### Task to complete
Please work out how many lines include the word "values" in the entries, and reply with only the count.

### Input for this task
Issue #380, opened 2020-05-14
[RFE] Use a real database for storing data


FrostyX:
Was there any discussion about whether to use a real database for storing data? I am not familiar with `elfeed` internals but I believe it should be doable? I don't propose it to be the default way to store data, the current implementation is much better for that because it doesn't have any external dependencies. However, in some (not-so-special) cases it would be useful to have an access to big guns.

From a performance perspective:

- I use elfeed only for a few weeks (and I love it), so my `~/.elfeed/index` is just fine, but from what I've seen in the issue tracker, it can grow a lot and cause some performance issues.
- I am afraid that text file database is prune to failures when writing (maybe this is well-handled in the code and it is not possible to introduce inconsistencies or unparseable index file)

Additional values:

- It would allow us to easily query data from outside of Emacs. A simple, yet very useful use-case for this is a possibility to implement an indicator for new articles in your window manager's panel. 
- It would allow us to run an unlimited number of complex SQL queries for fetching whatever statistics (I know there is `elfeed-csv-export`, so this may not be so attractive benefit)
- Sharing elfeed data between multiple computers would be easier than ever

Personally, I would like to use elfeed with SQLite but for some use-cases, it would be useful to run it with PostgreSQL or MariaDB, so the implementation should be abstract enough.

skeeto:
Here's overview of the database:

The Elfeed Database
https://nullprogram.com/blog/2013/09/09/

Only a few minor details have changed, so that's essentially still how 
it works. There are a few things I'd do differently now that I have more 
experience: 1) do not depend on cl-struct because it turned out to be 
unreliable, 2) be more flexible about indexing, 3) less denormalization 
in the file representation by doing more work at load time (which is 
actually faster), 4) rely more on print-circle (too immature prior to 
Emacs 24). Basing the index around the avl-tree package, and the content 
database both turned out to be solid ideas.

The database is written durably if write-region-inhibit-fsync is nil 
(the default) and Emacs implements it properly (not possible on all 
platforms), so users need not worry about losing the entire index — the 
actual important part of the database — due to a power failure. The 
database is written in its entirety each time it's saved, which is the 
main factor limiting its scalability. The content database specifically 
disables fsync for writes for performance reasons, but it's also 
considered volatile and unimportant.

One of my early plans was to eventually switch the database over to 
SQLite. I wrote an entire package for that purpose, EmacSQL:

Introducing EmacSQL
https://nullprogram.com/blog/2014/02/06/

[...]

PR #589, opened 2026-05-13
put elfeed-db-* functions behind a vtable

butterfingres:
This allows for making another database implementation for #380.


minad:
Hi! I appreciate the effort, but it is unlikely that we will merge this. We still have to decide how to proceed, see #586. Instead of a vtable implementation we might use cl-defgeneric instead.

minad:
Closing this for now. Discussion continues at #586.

...

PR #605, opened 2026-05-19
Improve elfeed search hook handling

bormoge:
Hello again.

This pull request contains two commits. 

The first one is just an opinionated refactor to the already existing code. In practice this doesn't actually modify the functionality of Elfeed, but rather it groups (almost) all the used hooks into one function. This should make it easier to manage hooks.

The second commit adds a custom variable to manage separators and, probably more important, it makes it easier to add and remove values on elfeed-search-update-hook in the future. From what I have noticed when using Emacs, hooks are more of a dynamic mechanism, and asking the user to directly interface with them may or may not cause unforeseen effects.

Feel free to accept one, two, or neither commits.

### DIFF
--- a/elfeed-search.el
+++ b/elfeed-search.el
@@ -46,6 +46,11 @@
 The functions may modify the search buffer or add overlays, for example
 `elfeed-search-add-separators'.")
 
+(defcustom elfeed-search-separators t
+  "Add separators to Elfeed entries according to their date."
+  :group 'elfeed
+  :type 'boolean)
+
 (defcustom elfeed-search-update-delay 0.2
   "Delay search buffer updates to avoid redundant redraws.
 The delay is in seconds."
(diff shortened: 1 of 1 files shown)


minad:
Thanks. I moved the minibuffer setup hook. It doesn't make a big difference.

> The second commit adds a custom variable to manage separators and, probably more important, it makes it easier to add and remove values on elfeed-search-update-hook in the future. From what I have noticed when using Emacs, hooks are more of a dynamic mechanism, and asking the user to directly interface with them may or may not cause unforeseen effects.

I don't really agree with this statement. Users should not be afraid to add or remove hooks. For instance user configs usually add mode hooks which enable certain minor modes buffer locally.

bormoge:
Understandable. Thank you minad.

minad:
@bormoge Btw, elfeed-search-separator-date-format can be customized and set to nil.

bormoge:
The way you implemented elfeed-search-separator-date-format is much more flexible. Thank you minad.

--

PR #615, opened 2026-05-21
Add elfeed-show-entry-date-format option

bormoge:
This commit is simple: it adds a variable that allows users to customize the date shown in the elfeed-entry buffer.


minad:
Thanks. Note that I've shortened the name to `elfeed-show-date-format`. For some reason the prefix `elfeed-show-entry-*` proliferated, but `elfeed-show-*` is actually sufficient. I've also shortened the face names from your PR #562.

### Response area
3